- _Requirement_
Lines with the word "which" are the answer; copy each of them from the data below.

=== Begin Enclosure ===

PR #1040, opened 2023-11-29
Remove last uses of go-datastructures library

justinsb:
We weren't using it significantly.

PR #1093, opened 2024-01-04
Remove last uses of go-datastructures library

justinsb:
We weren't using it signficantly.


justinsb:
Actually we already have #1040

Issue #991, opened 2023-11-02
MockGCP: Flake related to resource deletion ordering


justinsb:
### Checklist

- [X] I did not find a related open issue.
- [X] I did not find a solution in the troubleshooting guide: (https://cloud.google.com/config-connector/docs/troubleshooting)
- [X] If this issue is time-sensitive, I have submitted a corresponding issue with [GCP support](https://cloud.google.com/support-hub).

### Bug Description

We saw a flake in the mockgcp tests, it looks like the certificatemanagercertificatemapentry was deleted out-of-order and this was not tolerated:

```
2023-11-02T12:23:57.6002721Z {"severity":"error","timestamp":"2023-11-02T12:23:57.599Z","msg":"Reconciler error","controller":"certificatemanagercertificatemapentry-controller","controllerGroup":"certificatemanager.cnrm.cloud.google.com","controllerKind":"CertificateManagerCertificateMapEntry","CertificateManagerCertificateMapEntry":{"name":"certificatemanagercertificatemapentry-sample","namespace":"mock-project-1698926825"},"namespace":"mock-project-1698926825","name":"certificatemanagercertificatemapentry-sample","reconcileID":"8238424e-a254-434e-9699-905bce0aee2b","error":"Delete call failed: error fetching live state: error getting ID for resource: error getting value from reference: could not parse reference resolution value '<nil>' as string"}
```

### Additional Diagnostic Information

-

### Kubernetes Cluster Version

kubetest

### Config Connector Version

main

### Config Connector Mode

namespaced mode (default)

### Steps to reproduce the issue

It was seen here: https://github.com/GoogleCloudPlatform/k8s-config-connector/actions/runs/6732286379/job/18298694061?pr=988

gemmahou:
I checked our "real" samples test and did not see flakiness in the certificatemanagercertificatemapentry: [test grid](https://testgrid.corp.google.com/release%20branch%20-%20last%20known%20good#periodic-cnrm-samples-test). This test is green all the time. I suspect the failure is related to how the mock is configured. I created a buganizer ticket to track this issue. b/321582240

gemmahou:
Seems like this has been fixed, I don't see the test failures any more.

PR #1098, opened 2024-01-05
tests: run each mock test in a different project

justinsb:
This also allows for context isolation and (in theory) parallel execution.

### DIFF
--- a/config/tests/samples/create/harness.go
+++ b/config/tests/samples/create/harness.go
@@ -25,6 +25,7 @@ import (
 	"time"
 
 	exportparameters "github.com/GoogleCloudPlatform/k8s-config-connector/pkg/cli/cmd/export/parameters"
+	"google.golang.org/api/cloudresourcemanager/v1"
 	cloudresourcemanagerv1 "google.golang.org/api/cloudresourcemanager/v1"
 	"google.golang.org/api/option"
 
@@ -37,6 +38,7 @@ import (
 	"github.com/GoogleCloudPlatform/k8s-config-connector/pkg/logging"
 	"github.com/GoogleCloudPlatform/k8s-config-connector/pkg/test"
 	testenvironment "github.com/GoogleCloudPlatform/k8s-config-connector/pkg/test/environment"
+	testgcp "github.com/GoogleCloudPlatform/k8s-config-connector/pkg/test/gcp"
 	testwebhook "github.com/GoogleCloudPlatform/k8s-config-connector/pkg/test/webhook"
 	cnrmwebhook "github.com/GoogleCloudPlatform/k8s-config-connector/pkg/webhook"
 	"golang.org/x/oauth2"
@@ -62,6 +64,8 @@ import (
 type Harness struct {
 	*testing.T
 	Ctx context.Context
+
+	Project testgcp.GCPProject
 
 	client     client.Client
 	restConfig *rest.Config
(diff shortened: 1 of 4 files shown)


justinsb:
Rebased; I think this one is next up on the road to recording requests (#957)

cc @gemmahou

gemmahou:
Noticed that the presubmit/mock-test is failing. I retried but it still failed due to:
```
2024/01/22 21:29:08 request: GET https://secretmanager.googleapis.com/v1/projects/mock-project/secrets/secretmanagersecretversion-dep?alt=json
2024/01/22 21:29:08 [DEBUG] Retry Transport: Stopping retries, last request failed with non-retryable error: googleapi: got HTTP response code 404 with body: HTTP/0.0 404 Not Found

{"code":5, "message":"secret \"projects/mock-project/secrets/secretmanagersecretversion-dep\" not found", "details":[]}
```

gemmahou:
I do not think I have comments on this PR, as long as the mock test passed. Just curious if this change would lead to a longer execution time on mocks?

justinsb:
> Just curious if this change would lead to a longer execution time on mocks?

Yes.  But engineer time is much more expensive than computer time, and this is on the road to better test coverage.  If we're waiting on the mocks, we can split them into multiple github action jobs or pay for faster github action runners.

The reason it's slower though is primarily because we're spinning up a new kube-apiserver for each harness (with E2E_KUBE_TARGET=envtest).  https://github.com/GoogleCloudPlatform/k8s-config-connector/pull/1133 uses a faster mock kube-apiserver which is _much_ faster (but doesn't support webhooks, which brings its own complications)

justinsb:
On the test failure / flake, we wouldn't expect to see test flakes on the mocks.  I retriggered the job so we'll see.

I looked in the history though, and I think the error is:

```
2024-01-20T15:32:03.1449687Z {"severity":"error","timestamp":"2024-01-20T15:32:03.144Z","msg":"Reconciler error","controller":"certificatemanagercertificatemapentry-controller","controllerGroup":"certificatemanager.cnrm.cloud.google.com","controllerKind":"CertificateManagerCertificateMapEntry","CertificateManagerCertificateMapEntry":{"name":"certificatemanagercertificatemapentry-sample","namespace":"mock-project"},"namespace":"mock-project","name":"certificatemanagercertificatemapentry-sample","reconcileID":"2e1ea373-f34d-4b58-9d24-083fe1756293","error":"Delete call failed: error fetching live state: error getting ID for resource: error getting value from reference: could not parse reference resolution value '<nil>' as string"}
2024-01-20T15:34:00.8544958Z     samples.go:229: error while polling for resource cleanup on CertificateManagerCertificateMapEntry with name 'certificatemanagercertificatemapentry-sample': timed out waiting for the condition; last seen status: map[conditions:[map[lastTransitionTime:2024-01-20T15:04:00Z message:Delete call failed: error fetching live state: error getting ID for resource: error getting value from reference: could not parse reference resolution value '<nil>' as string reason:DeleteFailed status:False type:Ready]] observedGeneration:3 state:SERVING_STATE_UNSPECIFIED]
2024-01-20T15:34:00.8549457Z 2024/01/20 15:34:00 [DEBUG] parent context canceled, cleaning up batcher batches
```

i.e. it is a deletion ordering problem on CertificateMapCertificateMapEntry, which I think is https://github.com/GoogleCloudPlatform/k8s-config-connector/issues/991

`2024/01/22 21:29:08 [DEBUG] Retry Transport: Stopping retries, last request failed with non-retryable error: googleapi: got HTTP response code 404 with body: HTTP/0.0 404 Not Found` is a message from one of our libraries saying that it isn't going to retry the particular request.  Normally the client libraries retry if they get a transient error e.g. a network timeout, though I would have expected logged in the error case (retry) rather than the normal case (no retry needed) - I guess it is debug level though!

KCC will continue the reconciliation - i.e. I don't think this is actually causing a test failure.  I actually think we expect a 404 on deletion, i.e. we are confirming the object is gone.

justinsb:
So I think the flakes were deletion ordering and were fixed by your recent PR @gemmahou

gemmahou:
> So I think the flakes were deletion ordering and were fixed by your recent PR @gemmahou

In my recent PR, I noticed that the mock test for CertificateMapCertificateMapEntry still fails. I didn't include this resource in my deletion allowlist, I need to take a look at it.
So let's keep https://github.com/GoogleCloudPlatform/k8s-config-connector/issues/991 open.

=== End Enclosure ===

- _Task result_
The reason it's slower though is primarily because we're spinning up a new kube-apiserver for each harness (with E2E_KUBE_TARGET=envtest).  https://github.com/GoogleCloudPlatform/k8s-config-connector/pull/1133 uses a faster mock kube-apiserver which is _much_ faster (but doesn't support webhooks, which brings its own complications)
i.e. it is a deletion ordering problem on CertificateMapCertificateMapEntry, which I think is https://github.com/GoogleCloudPlatform/k8s-config-connector/issues/991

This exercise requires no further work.